Proposed international rugby union competition

Rugby 360, known as R360, is a proposed breakaway global franchised based rugby union competition, headed by former England 2003 Rugby World Cup winner, and British Royal family member, Mike Tindall, scheduled to begin in 2028. The competition is set to feature eight men's teams and four women's teams and will tour the globe in a Formula 1 Grand Prix style league system. 885 Capital is a major funder of the proposed competition.

The competition, not sanctioned by World Rugby, has met strong opposition. On 7 October 2025, eight leading unions (England, New Zealand, Ireland, France, Scotland, Australia, South Africa, and Italy) jointly announced that any men's or women's player joining the competition would be banned from selection for their respective national teams. The following week, Australia's National Rugby League announced any defecting players would receive a ten-year ban from playing in the competition.

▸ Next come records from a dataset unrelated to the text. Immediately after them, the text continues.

PR #713, opened 2025-05-13
Change size of inflated grid in the ignored direction so that 2x mapc…

manauref:
…2p geo comes out correct.


JunoRavin (approved):

akashukla:
I observed that this fixed plotting of the nodes for D3D mapc2p geo. To be clear, this only affects the output mapc2p and nodes for plotting, not the metric coefficients.

manauref:
Yes that's correct.

Issue #703, opened 2025-04-24
Bug when dividing by Jacobians inside of Boltzmann electron field kernels, but also seems to be somewhere else too


Maxwell-Rosen:
In #668, we modified the way that the Jacobian is divided out in the sheath potential and ambipolar potential evaluation by using `gkyl_dg_div_op_range` in `gk_field.c` rather than doing the division inside the phi calculation. The reason for this is showcased in the plot below.

![Image](https://github.com/user-attachments/assets/5d1581e3-6715-4de7-b7c1-5e555863bca0)

In the image above, we see that there are little ears on phi which do not appear in the density. Since $\phi = \phi_{sheath} + \ln(\frac{n_i}{n_{i,sheath}})$, how can this be? It's because there are some limiters in the mapc2nu_pos.

![Image](https://github.com/user-attachments/assets/9643990c-b301-4d01-909b-ebc7b5524825)

Near z=0, the midplane of the mirror, we don't want the cells to get too small, so we put a limiter there. This applies a straight line through the non-uniform grid. However, this introduces a discontinuity in the first derivative near the transition. This transition is carried forward into the Jacobian, causing numerical errors in the division.

By moving the division by J outside the potential calculation and into `gk_field.c`, we removed the bumps that plagued our fields.

![Image](https://github.com/user-attachments/assets/ae84fa48-cb8b-4835-b925-a896a5852bcc)

This teaches us that there is something wrong with doing the division inside our kernels, and we should use the official `gkyl_dg_div_op_range` when dividing Jacobians out of quantities.

### Where else might this be causing problems?

If one looks inside the gyrokinetic kernels, there are all sorts of divisions by Jacobians that are going on. This issue could be in more places than just the potential kernels, but has only been brought up by the non-uniform grid work.

I ran a 1x2v mirror problem for 1 microsecond, and we see signs of this, even after fixing the division by Jacobian issue.

Field
![Image](https://github.com/user-attachments/assets/d4e22a51-0d43-4e80-ba11-8efcbb9a5434)
Ion density
![Image](https://github.com/user-attachments/assets/4a6daebf-f28c-445a-a7ca-33fe64a881dd)

In the figures above, we observe errors in both the ion density and potential, indicating that this issue likely originates from a bug elsewhere in the code, perhaps in the gyrokinetic equations themselves.

### Lesson

We must be careful when dividing DG fields so as not to introduce numerical errors.

### Solution

[...]

PR #717, opened 2025-05-16
Jacobtot was not being weak divided in boltzmann electron sheath calculations

Maxwell-Rosen:
# Bug fix

## Summary

Description: in #668, we noticed that the sheath potential was wrong and needed this factor of $C/JB$. In the same PR, we noticed issues that occurred due to weak division of $JM_0 / J \neq M_0$. We also introduced another $1/J$ and still used the jacobtot_inv variable even though we knew the issues with that. This PR performs a weak division of cmag and jacobgeo_tot instead of doing this inside the kernels.

Issue link: #703 

## Solution

Geometry is divided in the app, then passed through the boltzmann electron struct to the sheath calculation

Impacted files: gk_field.c, boltzmann electron kernels, ambibolt_potential.c

Automated testing: Leaky_bag tests are instrumental in verifying the sheath potential. These tests pass, so the sheath potential is very close to the analytic value it should have.

Lesson: Be very cautious when doing mul_op in kernels with inverse quantities. Make sure that you keep in mind whether these are divided at nodal values or weak divided.

## Community Standards

## Testing:

- [x] I added a unit test for this feature.

## Additional Notes

Associated gkylcas PR:


manauref:
@Maxwell-Rosen what is this fixing or improving? can you provide some evidence?

Maxwell-Rosen:
It does not improve the quality of the simulation. It's improving the clarity to readers of the code that jacobgeo_inv is not to be used outside of the gk kernels because it is not weakly equal to 1/jacobgeo. In this case, since the sheath is evaluated at the node, this is exact and it's okay to do this here, but in general using jacobgeo_inv is a bad idea.

JunoRavin:
@Maxwell-Rosen This distinction will matter if this updater's higher dimensional generalizations are ever utilized, as then one would need to be careful to insure the desired weak equality properties along the surface.

manauref:
If there's no evidence that this fixes or improves anything, I'm inclined to close this PR without merging.

Furthermore: the code you are changing here is currently consistently with how the gyrokinetic equation is discretized (for both electrons and ions). If you wanted to change this:
1. It should be well supported because it's foundational
2. I would encourage you to investigate its repercussions in the actual kinetic equation not just the sheath potential, e.g. if you make the same change in the kinetic equation, does anything change/improve/get worse?

JunoRavin:
The fact that we do this in the gyrokinetic equation is technically wrong and the motivation for things like the quadgeo branch and different volume vs. surface expansions. We are only forced to do this in the gyrokinetic equation because continuity of things like the inverse Jacobian (using the current Gauss-Lobatto nodal evaluations) is more important to our current implementation in main than the aliasing error caused by 1/J*J =/= 1 from the nodal evaluations. 

Max's point is this sort of aliasing can and does matter or you would not have changed the sheath potential definition in the previous DR Max is pointing to. 

In general we might not expect this sort of change to have a significant impact because one hopes that this C/JB factor is 1 for the way we currently construct geometry and the differences from 1.0 produced by nodal evaluations vs. alias-free weak operations, but should we ever switch to coordinate systems where C is not 1.0, then this difference between a nodal operation and weak division may matter, especially in higher dimensions.

manauref:
I'm not saying this sort of change doesn't matter. I'm saying:
1) there has to be a stronger basis for merging it, in the form of data
evidence or mathematical arguments (with equations) to support it.
2) because this is based on how the GK equation is discretized (and there's
actually a reason for using jacobgeotot_inv rather than cmag/jacongeotot),
it should be investigated in the GK equation before changing it here.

In October, Rowena Samarasinhe, former Chief Executive of the failed World 12s competition, claimed in an interview with BBC Sport's Mike Henson that a disruptor to the domestic club game was inevitable.

In November, a number of top players renewed their contracts amid threats of player poaching for the new competition. Further, Sale Sharks owner Michelle Orange warned R360 would be "the death of club rugby around the world" if it was to be launched. Also in November, the British & Irish Lions said they will ban any player who signs up for the proposed R360 competition from the first ever Lions women's tour in 2027, the statement did not explicitly mention men's players but it said they "fully support" the unions' move, which covers both genders. It is the first time the Lions have restricted its playing pool.

The Rugby Football Union chief executive Bill Sweeney says he does not know of any England player, male or female, who is planning to sacrifice their international career for an R360 contract.

In November 2025, it was announced that the commencement of the competition would be delayed from 2026 to 2028. Shortly before this announcement, some players had withdrawn from the competition.